» **What the task asks**: Check each line of the data below for the string "rules", then state how many have it and nothing else.

» **Record extracts**:
PR #1549, opened 2025-10-16
chore(v2): catch up with main (again)

noahdietz:
This PR catches up the `v2` branch with recent changes on `main`. This includes:
* Go version update
* change to AIP-140 URI field name linting
* rule doc fix

Note: It looks like many more commits are being merged than there are changes in this PR b.c I previously caught up the branch with these changes in #1535, but it was squashed, so it looks like they weren't!

### DIFF
--- a/.github/renovate.json5
+++ b/.github/renovate.json5
@@ -20,7 +20,7 @@
   ],
   force: {
     constraints: {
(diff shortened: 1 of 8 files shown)


quirogas (approved):
LGTM!

PR #1559, opened 2025-10-24
fix(aip-136): Allow SetIamPolicy method

### LINKED ISSUE #1507: AIP-136: Allow SetIamPolicy
Hey @noahdietz,

it would be great to support `SetIamPolicy` as special edge case.

Currently AIP-136 do not allow SetIamPolicy. I think this worked in earlier versions.

Otherwise i really like `core::0136::response-message-name`.

Example:

```proto
  // (-- api-linter: core::0136::response-message-name=disabled
  //     aip.dev/not-precedent: Google. --)     <---- would love to remove this
  rpc SetIamPolicy(google.iam.v1.SetIamPolicyRequest) returns (google.iam.v1.Policy) {
    option (google.api.http) = {
      post: "/v1/{resource=projects/*/users/*}:setIamPolicy"
      body: "*"
    };
    option (google.api.method_signature) = "resource,policy";
  }
```

Thank you 🙏

quirogas:
This change addresses an issue where the `core::0136::response-message-name` linter rule was flagging the standard `SetIamPolicy` method.

  Fixes #1507

### DIFF
--- a/rules/internal/testutils/parse.go
+++ b/rules/internal/testutils/parse.go
@@ -30,13 +30,13 @@ import (
 	// These imports cause the common protos to be registered with
 	// the protocol buffer registry, and therefore make the call to
 	// `proto.FileDescriptor` work for the imported files.
+	_ "cloud.google.com/go/iam/apiv1/iampb"
 	_ "cloud.google.com/go/longrunning/autogen/longrunningpb"
 	_ "google.golang.org/genproto/googleapis/api/annotations"
 	_ "google.golang.org/genproto/googleapis/api/httpbody"
 	_ "google.golang.org/genproto/googleapis/type/date"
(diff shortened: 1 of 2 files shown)


noahdietz:
@quirogas please run `go mod tidy` if you haven't yet. There is something up with the dependency changes in this PR.

rules/internal/testutils/parse.go
```diff
@@ -36,6 +36,7 @@ import (
 	_ "google.golang.org/genproto/googleapis/type/date"
 	_ "google.golang.org/genproto/googleapis/type/datetime"
 	_ "google.golang.org/genproto/googleapis/type/timeofday"
+	_ "google.golang.org/genproto/googleapis/iam/v1"
```
noahdietz: Yeah we need to be using `cloud.google.com/go/iam/apiv1/iampb` here

PR #1561, opened 2025-10-28
feat(rules): allow AIP-157 view field in standard methods

### LINKED ISSUE #1547: Allow view field in AIP-133 AIP-134 and AIP-135 Soft Delete request messages

quirogas:
This is based on the [v2 implementation](https://github.com/googleapis/api-linter/pull/1548/files) of the same feature.

closes #1547

### DIFF
--- a/.github/workflows/ci.yaml
+++ b/.github/workflows/ci.yaml
@@ -3,7 +3,7 @@ name: ci
 on:
   pull_request:
     branches:
-      - main
+      - v1
 jobs:
   unit-tests:
     runs-on: ubuntu-latest


noahdietz:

» **Task solution**: 4